After a long moment she said, “When I was eighteen I got a ticket. Speeding. I was doing ninety in a forty zone.”

“Well.”

“Dad said he’d front me the money for the fine but I’d have to pay him back. With interest. But you know what else he told me? He said he would’ve tanned my hide for running a red light or reckless driving. But going fast he understood. He told me, ‘I know how you feel, honey. When you move they can’t getcha.’ ” Sachs said to Rhyme, “If I couldn’t drive, if I couldn’t move, then maybe I’d do it too. Kill myself.”

“I used to walk everywhere,” Rhyme said. “I never did drive much. Haven’t owned a car in twenty years. What kind do you have?”

“Nothing a snooty Manhattanite like you’d drive. A Chevy. Camaro. It was my father’s.”

“Who gave you the drill press? For working on cars, I assume?”

She nodded. “And a torque wrench. And spark-gap set. And my first set of ratcheting sockets – my thirteenth-birthday present.” Laughing softly. “That Chevy, it’s a wobbly-knob car. You know what that is? An American car. The radio and vents and light switches are all loose and cheesy. But the suspension’s like a rock, it’s light as an egg crate and I’ll take on a BMW any day.”

“And I’ll bet you have.”

“Once or twice.”

“Cars are status in the crip world,” Rhyme explained. “We’d sit – or lie – around the ward in rehab and talk about what we could get out of our insurance companies. Wheelchair vans were the top of the heap. Next are hand-control cars.

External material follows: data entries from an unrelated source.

PR #298, opened 2021-12-09
[PLAT-533] Fix scene tree scrollTo methods

jdm717:
## Summary

Corrects an issue with the `scrollToItem` and `scrollToIndex` methods where the incorrect element was being scrolled.

## Test Plan

- Test `scrollToItem` with an item that has not been expanded to (changing the scroll height of the layout)
- Test `scrollToItem` with an item that has been expanded to (not changing the scroll height of the layout)
- Test `scrollToIndex` 

## Release Notes

N/A

## Possible Regressions

N/A

## Dependencies

N/A


packages/viewer/src/components/scene-tree-table-layout/scene-tree-table-layout.tsx
```diff
@@ -244,6 +256,7 @@ export class SceneTreeTableLayout {
 
   public componentDidRender(): void {
     this.layoutColumns();
+    this.updateScrollTop();
```
danschultz, line 259: Do we need to do this on every render? Seems like this'd cause problems if a user scrolls the tree and the layout rerenders.

jdm717: Currently this is conditionally updating every render only if `scrollToPosition` was called to cover for the case that the column heights have not been updated when we call `scrollTo` on the table element, but checking every render. Essentially it seems like `scrollToPosition` would need to know when `totalRows` has been updated + a render has happened before performing the `scrollTo` to avoid checking this per render. Open to other ideas though if it seems like there's a better alternative

danschultz: But once it's set, it's always going to scroll back to that position. So after `scrollToPosition` is called and the user scrolls, the next rerender will snap the scroll position back to `scrollToTop`.

Can we just run this once after the component has been initialized and the cell heights have been computed?

jdm717: Discussed offline with @danschultz some alternatives here to having the layout managing these values. Ended up going with an approach here where the `scene-tree` element will manage whether the `scene-tree-table-layout` has been re-rendered after a change to the `totalRows` property prior to telling it to scroll to a position - eecc8bd.

@danschultz let me know if you have any thoughts on this updated approach

danschultz (approved):

PR #72, opened 2023-08-29
feat(ampd): multisig contract signing started handler

haiyizxx:
## Todos

- [ ] Unit tests
- [ ] Manual tests
- [ ] Documentation
- [ ] Connect epics/issues


ampd/src/handlers/multisig.rs
```diff
@@ -72,21 +79,126 @@ impl TryFrom<&event_sub::Event> for Option<SigningStartedEvent> {
...
+{
+    type Err = Error;
+
+    async fn handle(&self, event: &event_sub::Event) -> error_stack::Result<(), Error> {
+        let SigningStartedEvent {
+            contract_address,
+            session_id,
+            pub_keys,
+            msg,
+        } = match event.try_into().into_report()? {
```
sammy1991106, line 148: use the macro that Chris created.

ampd/src/handlers/multisig.rs
```diff
@@ -72,21 +79,126 @@ impl TryFrom<&event_sub::Event> for Option<SigningStartedEvent> {
...
+                msg,
+                &pub_keys[&self.worker],
+            )
+            .await
+            .change_context(Error::Sign)?;
+
+        self.broadcast_signature(session_id.into(), signature.into())
+            .await?;
+
+        return Ok(());
```
sammy1991106, line 174:
```suggestion
        match pub_keys.get(&self.worker) {
            Some(pub_key) => {
                let signature = self
                    .signer
                    .sign(self.multisig.to_string().as_str(), msg, &pub_key)
                    .await
                    .change_context(Error::Sign)?;

                self.broadcast_signature(session_id.into(), signature.into())
                    .await?;

                Ok(())
            }
            None => Ok(()),
        }
```

ampd/src/handlers/multisig.rs
```diff
@@ -72,21 +79,126 @@ impl TryFrom<&event_sub::Event> for Option<SigningStartedEvent> {
...
+
+    async fn broadcast_signature(
+        &self,
+        session_id: Uint64,
+        signature: HexBinary,
+    ) -> error_stack::Result<(), Error> {
+        let msg = serde_json::to_vec(&ExecuteMsg::SubmitSignature {
+            session_id,
+            signature,
+        })
```
sammy1991106, line 118:
```suggestion
    async fn broadcast_signature(
        &self,
        session_id: impl Into<Uint64>,
        signature: impl Into<HexBinary>,
    ) -> error_stack::Result<(), Error> {
        let msg = serde_json::to_vec(&ExecuteMsg::SubmitSignature {
            session_id: session_id.into(),
            signature: signature.into(),
        })
```

sammy1991106 (changes requested):

ampd/src/handlers/multisig.rs
haiyizxx: was not merged before, will update

ampd/src/config.rs
```diff
@@ -18,6 +19,7 @@ pub struct Config {
     #[serde(with = "hex")]
     pub private_key: ECDSASigningKey,
     pub event_buffer_cap: usize,
+    pub multisig_contract: Option<TMAddress>,
```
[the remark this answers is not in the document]
haiyizxx: We impl Default for config, there is no default value for a contract address. 
It also allows someone run apmd if he wants to use some other proofing mechanism.

ampd/src/handlers/multisig.rs
```diff
@@ -52,23 +60,126 @@ where
...
+        } = match event.try_into() as error_stack::Result<_, _> {
+            Err(report) if matches!(report.current_context(), EventTypeMismatch(_)) => {
+                return Ok(());
+            }
+            result => result.change_context(DeserializeEvent)?,
+        };
+
+        if self.multisig != contract_address {
+            return Ok(());
+        }
```
cjcobb23, line 138: I think we need to check the prover address that triggered this signing somehow. I don't think we should sign any data submitted to the multisig contract without knowing where that data came from and what it is.

cjcobb23 (changes requested):

ampd/src/handlers/multisig.rs
haiyizxx: if we don't want permissionless signing, we should restrict on the smart contract level, not in ampd

cjcobb23: as in restrict which contracts can trigger signing sessions? We could require contracts to be approved via governance vote before they can trigger signing sessions. We'd need to add a new execute msg to the multisig contract to authorize contracts.

ampd/src/handlers/multisig.rs
```diff
@@ -52,23 +60,126 @@ where
...
+
```
cjcobb23, line 139: Can we add a logline here? Just something indicating a signing started event was received. Ampd was quite silent last time I ran it, and it was pretty hard to figure out if it was working or not

ampd/src/handlers/multisig.rs
```diff
@@ -52,23 +60,126 @@ where
...
+                    .sign(self.multisig.to_string().as_str(), msg, pub_key)
+                    .await
+                    .change_context(Error::Sign)?;
+
+                self.broadcast_signature(session_id.into(), signature.into())
+                    .await?;
+
+                Ok(())
+            }
+            None => Ok(()),
```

Which wouldn’t do me any good of course.” He squinted, testing his supple memory. “I haven’t been in a car in years. I can’t remember the last time.”

“Got an idea,” Sachs said suddenly. “Before your friend – Dr. Berger – comes back, let me take you for a ride. Or is that a problem? Sitting up? You were saying that wheelchairs don’t work for you.”

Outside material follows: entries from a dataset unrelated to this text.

PR #73, opened 2023-08-29
chore: upgrade error-stack version and remove deprecated dependencies

cgorenflo:


ampd/src/broadcaster/accounts.rs
```diff
@@ -30,13 +30,14 @@ where
...
         .account
-        .ok_or_else(|| Error::AccountNotFound {
-            address: address.clone(),
+        .ok_or_else(|| {
+            Error::AccountNotFound {
+                address: address.clone(),
+            }
+            .into()
         })
-        .into_report()
```
sammy1991106, line 36: One of the other reasons I didn't upgrade was also that I found `.into_report` quite nice haha. Anyway.

packages/report/src/result_ext.rs
```diff
@@ -0,0 +1,22 @@
+use error_stack::{Context, IntoReportCompat, Report};
+use eyre::Report as EyreReport;
+
+pub trait ResultCompatExt {
```
sammy1991106, line 4: nice!

packages/axelar-wasm-std/src/lib.rs
```diff
@@ -3,6 +3,7 @@ pub mod flagset;
 mod fn_ext;
 pub mod nonempty;
 pub mod operators;
+
```
sammy1991106, line 6: Any reason for adding this empty line? Just curious

sammy1991106 (approved):

packages/axelar-wasm-std/src/lib.rs
cgorenflo: might be that the error-stack import was on that line and I only deleted the text, not the whole line

haiyizxx (approved):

“Well, no, wheelchairs’re a problem. But a car? I think that’d be okay.” He laughed. “A hundred and sixty-eight? Miles per hour?”

“That was a special day,” Sachs said, nodding at the memory. “Good conditions. And no highway patrol.”

The phone buzzed and Rhyme answered it himself. It was Lon Sellitto.

“We got S &S on all the target churches in Harlem. Dellray’s in charge of that – man’s become a true believer, Lincoln. You wouldn’t recognize him. Oh, and I’ve got thirty portables and a ton of UN security cruising for any other churches we might’ve missed. If he doesn’t show up, we’re going to do a sweep of all of them at seven-thirty. Just in case he snuck in without us seeing him. I think we’re going to nail him, Linc,” the detective said, suspiciously enthusiastic for a New York City homicide cop.

“Okay, Lon, I’ll send Amelia up to your CP around eight.”

They hung up.

Thom knocked on the door before coming into the room.

As if he’d catch us in a compromising position, Rhyme laughed to himself.

“No more excuses,” he said testily. “Bed. Now.”

It was after 3:00 a.m. and Rhyme had left exhaustion far behind long ago. He was floating somewhere else. Above his body. He wondered if he’d start to hallucinate.

“Yes, Mother,” he said. “Officer Sachs’s staying over, Thom. Could you get her a blanket, please?”